Work task. Among the lines below, copy exactly those from the one with "fix: resolve scan-history local-day conflict" through the one with "- Keeps the", counting both ends.

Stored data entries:
PR #3361, opened 2026-08-26
fix: resolve scan-history local-day conflict

chipoto69:
## Summary
- Bridges approved conflicting PR #3241 onto current `main` without touching Rudy's dirty primary `career-ops` worktree.
- Keeps the local-day scan-history writer changes for HN and Interamt.
- Preserves current main's scan-history local-day rationale in `scan-ats-full.mjs` and resolves duplicate/import drift in the expanded gate test.
- Refreshed once after `main` advanced during the tick; latest pushed head is `94b83832b0ee16a297114b2c68eeb1d0dabfb6a3`.

## Test Plan
- `git diff --check`
- `npm run lint` → 563 `.mjs` syntax checks passed
- `node --test tests/local-today-gates.test.mjs` → 19/19 passed
- `node test-all.mjs --quick` → 5616 passed, 0 failed, 2 warnings

Context: steward bridge for santifer/career-ops#3241 (`fix(scan-history): four writers, two calendars`). No force-push; conflict resolved in isolated workspace `/Users/rudlord/ORGANIZED/_agent-workspaces/github-steward/career-ops-pr3241-conflict-20260826-1229`.

## Summary by CodeRabbit

* **Documentation**
  * Clarified that scan history uses the local calendar day for recording and date comparisons.
  * Documented timezone handling to ensure scans remain consistent across regions.

* **Tests**
  * Expanded validation of local-day handling throughout scan-history workflows.
  * Improved test-source analysis to avoid false detections and ensure accurate test discovery.


Scott-Emberson (approved):
Reviewed as code owner of `tests/`. Scope is `tests/local-today-gates.test.mjs`; the scanner and reporting sources are outside my area, read for context.

This resolves the recurring conflict at the tail of this file cleanly. No conflict markers, the file parses and is discovered, and every prior sibling gate family survives exactly once across the nineteen test titles: the frozen-clock TZ premise and localToday check, the scan/company-history/check-table-freshness cases, weekly-digest, rejection-latency, and the scan-history census, with the pre-existing scan-history tests coexisting rather than being duplicated. The real sentinels are preserved, the writer census reddens on the UTC-day bug and the two-dates-one-posting case reddens on mixed stamping, and `detectReposts`/`parseScanHistory` are real exports at head. #3345 is closed and unmerged, so this is the surviving resolution, not a competing duplicate. Nothing lost in the merge. Green on CI. Approving.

Finished exercise.
fix: resolve scan-history local-day conflict

chipoto69:
## Summary
- Bridges approved conflicting PR #3241 onto current `main` without touching Rudy's dirty primary `career-ops` worktree.
- Keeps the local-day scan-history writer changes for HN and Interamt.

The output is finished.